Activity: What is needed is a word-for-word copy of the records below.

Raw data:

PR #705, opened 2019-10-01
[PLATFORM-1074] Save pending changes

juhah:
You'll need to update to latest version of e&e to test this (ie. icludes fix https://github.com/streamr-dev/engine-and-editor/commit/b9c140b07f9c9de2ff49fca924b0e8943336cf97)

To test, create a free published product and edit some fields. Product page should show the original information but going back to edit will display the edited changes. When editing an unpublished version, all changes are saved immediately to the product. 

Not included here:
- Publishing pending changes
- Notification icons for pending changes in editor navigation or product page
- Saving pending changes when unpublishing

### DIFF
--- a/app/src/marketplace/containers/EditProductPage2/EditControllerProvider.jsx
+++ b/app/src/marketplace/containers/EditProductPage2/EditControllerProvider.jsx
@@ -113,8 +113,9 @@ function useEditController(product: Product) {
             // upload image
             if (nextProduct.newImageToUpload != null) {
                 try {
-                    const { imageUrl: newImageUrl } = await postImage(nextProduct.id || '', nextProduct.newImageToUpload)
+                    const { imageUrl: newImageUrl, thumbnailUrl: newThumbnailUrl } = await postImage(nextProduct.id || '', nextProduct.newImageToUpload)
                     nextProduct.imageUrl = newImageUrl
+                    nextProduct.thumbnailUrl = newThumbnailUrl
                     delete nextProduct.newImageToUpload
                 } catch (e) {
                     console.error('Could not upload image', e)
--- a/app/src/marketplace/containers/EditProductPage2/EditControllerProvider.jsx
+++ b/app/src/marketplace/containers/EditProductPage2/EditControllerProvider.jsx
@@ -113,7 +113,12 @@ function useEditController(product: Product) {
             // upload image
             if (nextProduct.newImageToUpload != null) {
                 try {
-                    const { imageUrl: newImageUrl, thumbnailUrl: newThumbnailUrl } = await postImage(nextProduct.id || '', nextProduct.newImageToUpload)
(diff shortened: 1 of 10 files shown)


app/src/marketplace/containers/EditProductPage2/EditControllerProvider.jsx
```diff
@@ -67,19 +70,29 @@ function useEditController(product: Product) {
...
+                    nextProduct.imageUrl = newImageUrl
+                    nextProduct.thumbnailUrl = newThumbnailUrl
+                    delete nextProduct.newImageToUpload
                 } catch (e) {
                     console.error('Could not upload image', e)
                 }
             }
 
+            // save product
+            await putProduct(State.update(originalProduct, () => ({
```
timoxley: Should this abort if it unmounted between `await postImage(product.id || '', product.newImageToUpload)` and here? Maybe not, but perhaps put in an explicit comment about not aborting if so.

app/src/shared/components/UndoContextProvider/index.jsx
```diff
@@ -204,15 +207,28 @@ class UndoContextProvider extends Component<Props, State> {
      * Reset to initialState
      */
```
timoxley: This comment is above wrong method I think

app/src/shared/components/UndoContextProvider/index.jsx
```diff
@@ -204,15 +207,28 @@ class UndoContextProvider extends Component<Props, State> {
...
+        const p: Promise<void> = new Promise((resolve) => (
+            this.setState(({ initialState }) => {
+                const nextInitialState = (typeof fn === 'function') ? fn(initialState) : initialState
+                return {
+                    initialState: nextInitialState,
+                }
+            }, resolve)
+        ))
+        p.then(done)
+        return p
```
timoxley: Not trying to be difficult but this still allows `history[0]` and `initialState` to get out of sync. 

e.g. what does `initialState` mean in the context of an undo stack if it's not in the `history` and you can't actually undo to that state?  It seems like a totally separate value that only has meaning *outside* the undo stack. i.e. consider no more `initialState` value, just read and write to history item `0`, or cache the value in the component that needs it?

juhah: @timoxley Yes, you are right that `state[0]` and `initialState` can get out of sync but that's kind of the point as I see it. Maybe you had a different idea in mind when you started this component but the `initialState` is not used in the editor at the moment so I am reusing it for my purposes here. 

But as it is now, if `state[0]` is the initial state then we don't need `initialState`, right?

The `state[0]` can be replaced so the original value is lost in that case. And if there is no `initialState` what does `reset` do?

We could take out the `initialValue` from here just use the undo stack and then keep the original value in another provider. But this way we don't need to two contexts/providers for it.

Task solution:
PR #705, opened 2019-10-01
[PLATFORM-1074] Save pending changes

juhah:
You'll need to update to latest version of e&e to test this (ie. icludes fix https://github.com/streamr-dev/engine-and-editor/commit/b9c140b07f9c9de2ff49fca924b0e8943336cf97)

To test, create a free published product and edit some fields. Product page should show the original information but going back to edit will display the edited changes. When editing an unpublished version, all changes are saved immediately to the product. 

Not included here:
- Publishing pending changes
- Notification icons for pending changes in editor navigation or product page
- Saving pending changes when unpublishing

### DIFF
--- a/app/src/marketplace/containers/EditProductPage2/EditControllerProvider.jsx
+++ b/app/src/marketplace/containers/EditProductPage2/EditControllerProvider.jsx
@@ -113,8 +113,9 @@ function useEditController(product: Product) {
             // upload image
             if (nextProduct.newImageToUpload != null) {
                 try {
-                    const { imageUrl: newImageUrl } = await postImage(nextProduct.id || '', nextProduct.newImageToUpload)
+                    const { imageUrl: newImageUrl, thumbnailUrl: newThumbnailUrl } = await postImage(nextProduct.id || '', nextProduct.newImageToUpload)
                     nextProduct.imageUrl = newImageUrl
+                    nextProduct.thumbnailUrl = newThumbnailUrl
                     delete nextProduct.newImageToUpload
                 } catch (e) {
                     console.error('Could not upload image', e)
--- a/app/src/marketplace/containers/EditProductPage2/EditControllerProvider.jsx
+++ b/app/src/marketplace/containers/EditProductPage2/EditControllerProvider.jsx
@@ -113,7 +113,12 @@ function useEditController(product: Product) {
             // upload image
             if (nextProduct.newImageToUpload != null) {
                 try {
-                    const { imageUrl: newImageUrl, thumbnailUrl: newThumbnailUrl } = await postImage(nextProduct.id || '', nextProduct.newImageToUpload)
(diff shortened: 1 of 10 files shown)


app/src/marketplace/containers/EditProductPage2/EditControllerProvider.jsx
```diff
@@ -67,19 +70,29 @@ function useEditController(product: Product) {
...
+                    nextProduct.imageUrl = newImageUrl
+                    nextProduct.thumbnailUrl = newThumbnailUrl
+                    delete nextProduct.newImageToUpload
                 } catch (e) {
                     console.error('Could not upload image', e)
                 }
             }
 
+            // save product
+            await putProduct(State.update(originalProduct, () => ({
```
timoxley: Should this abort if it unmounted between `await postImage(product.id || '', product.newImageToUpload)` and here? Maybe not, but perhaps put in an explicit comment about not aborting if so.

app/src/shared/components/UndoContextProvider/index.jsx
```diff
@@ -204,15 +207,28 @@ class UndoContextProvider extends Component<Props, State> {
      * Reset to initialState
      */
```
timoxley: This comment is above wrong method I think

app/src/shared/components/UndoContextProvider/index.jsx
```diff
@@ -204,15 +207,28 @@ class UndoContextProvider extends Component<Props, State> {
...
+        const p: Promise<void> = new Promise((resolve) => (
+            this.setState(({ initialState }) => {
+                const nextInitialState = (typeof fn === 'function') ? fn(initialState) : initialState
+                return {
+                    initialState: nextInitialState,
+                }
+            }, resolve)
+        ))
+        p.then(done)
+        return p
```
timoxley: Not trying to be difficult but this still allows `history[0]` and `initialState` to get out of sync. 

e.g. what does `initialState` mean in the context of an undo stack if it's not in the `history` and you can't actually undo to that state?  It seems like a totally separate value that only has meaning *outside* the undo stack. i.e. consider no more `initialState` value, just read and write to history item `0`, or cache the value in the component that needs it?

juhah: @timoxley Yes, you are right that `state[0]` and `initialState` can get out of sync but that's kind of the point as I see it. Maybe you had a different idea in mind when you started this component but the `initialState` is not used in the editor at the moment so I am reusing it for my purposes here. 

But as it is now, if `state[0]` is the initial state then we don't need `initialState`, right?

The `state[0]` can be replaced so the original value is lost in that case. And if there is no `initialState` what does `reset` do?

We could take out the `initialValue` from here just use the undo stack and then keep the original value in another provider. But this way we don't need to two contexts/providers for it.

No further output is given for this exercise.